Disponible depuis 2023, il n'a encore jamais utilisé jusqu'ici. Il donne beaucoup de pouvoir à la Commission pour restreindre ou retirer, avec l'accord des États membres, les autorisations et les licences d'entreprises de pays tiers ou leur accès aux marchés publics européens. Il permet de viser des services ou des entreprises en particulier, comme les géants du numérique, comme Meta, Amazon ou X.
La Commission envisage toutes les options, sans dire si elle s'apprête à faire usage de cet instrument. "La question est aussi de savoir s'il y a une majorité d'États membres pour supporter cette option", interroge le chercheur de Bruegel. On pourrait avoir une idée du point de vue des uns et des autres, lors de la réunion des ministres européens du Commerce, lundi, à Luxembourg. Autre problème : sa mise à feu est lente, de l'ordre de plusieurs mois, rappelle Yves Melin.
Contraindre Washington au dialogue
"Il n'est pas trop tard pour répondre aux préoccupations par les négociations", a plaidé la présidente von der Leyen, jeudi matin. "Les représailles sont un moyen, pas une fin en soi. Elles doivent servir d'incitation au dialogue, et nous mettre en position de force", souligne-t-on dans les coulisses européennes. Selon Yves Melin, "cela va être un processus de négociation où les Européens vont faire savoir aux États-Unis tout le mal qu'ils peuvent leur faire, en disant que ce n'est pas leur souhait". Niclas Poitiers ajoute : "Quand on entre dans une négociation, il faut avoir quelque chose à offrir à l'autre partie. Cela pourrait être de mettre un terme aux mesures de rétorsion".

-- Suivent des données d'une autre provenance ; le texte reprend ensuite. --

PR #803, opened 2021-03-07
Add  Hoogle(/Haddock) support

mt-caret:
One pain point I've had developing with IHP is that I would often need to google various functions to look up their type signature. Having a Hoogle instance that's built along with IHP will make it much easier for discovering functions and type signatures (especially so since IHP provides a custom Prelude).

I can imagine enabling this by default and putting a link in the dev server UI, but one drawback to this would be increased build time. I imagine cachix alleviates this to some extent, but I don't think there's no getting around `make -B .envrc` taking a bit longer when adding custom Haskell packages. What do the devs think?

### DIFF
--- a/NixSupport/default.nix
+++ b/NixSupport/default.nix
@@ -1,9 +1,13 @@
-{ compiler ? "ghc8103", ihp, haskellDeps ? (p: []), otherDeps ? (p: []), projectPath ? ./. }:
+{ compiler ? "ghc8103", ihp, haskellDeps ? (p: []), otherDeps ? (p: []), projectPath ? ./., withHoogle ? false }:
 
 let
     pkgs = import "${toString projectPath}/Config/nix/nixpkgs-config.nix" { ihp = ihp; };
     ghc = pkgs.haskell.packages.${compiler};
-    allHaskellPackages = ghc.ghcWithPackages (p: builtins.concatLists [ [p.haskell-language-server] (haskellDeps p) ] );
+    allHaskellPackages =
+      (if withHoogle
+      then ghc.ghcWithHoogle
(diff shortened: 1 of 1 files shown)


mpscholten:
When `make -B .envrc` is taking a bit longer this is fine to me as this adds a lot of value when having offline docu :) It's just a one-time operation anyways

mpscholten:
Just tried it out locally, can you point me to where to find / open the generated haddock documentation? :)

mt-caret:
@mpscholten
> Just tried it out locally, can you point me to where to find / open the generated haddock documentation? :)
Sorry about that, if you run `hoogle server --local -p 8080` you'll get a server running at localhost:8080, and from there you can jump to haddock docs.

mt-caret:
> When `make -B .envrc` is taking a bit longer this is fine to me as this adds a lot of value when having offline docu :) It's just a one-time operation anyways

Le commissaire européen au Commerce, Maros Sefcovic, qui s'est déjà rendu deux fois à Washington, devrait avoir un contact avec son homologue américain Howard Lutnick, ce vendredi. L'UE est prête à parler, mais de quoi ? Et les États-Unis sont-ils prêts à dialoguer ? L'une des visées des mesures américaines est d'obtenir des tarifs plus bas de la part de l'Union, bien que le taux effectif ne soit, déjà, que de 1,2%. L'UE pourrait proposer des droits de douane sur les voitures américaines de 10 à 2,5 %, s'engager à acheter (encore) plus de GNL et d'armes aux États-Unis, leur dire qu'elle est prête à œuvrer pour une approche commune vis-à-vis de la Chine. "Trump est allé tellement loin que c'est difficile de voir comment cela pourrait se conclure de façon raisonnable juste en proposant d'acheter pour quelques milliards de GNL supplémentaire", tempère Niclas Poitiers. Yves Melin estime que les Européens peuvent nourrir l'espoir de voir les tarifs à 10 %, mais pas au-delà, parce que l'administration Trump veut faire des droits de douane une source de revenus.
L'administration Trump fait aussi pression pour que l'Europe lâche du lest sur les réglementations sanitaires, phytosanitaires, numériques, environnementales… qui déplaisent aux entreprises américaines. "La législation européenne n'est pas négociable", gronde Bernd Lange.
Le travail sera sans doute de très longue haleine. "C'est impossible de prévoir comment la situation va évoluer. Les États-Unis commencent des négociations avec peut-être une vingtaine de pays du monde, Ça peut prendre des années", avertit Yves Melin.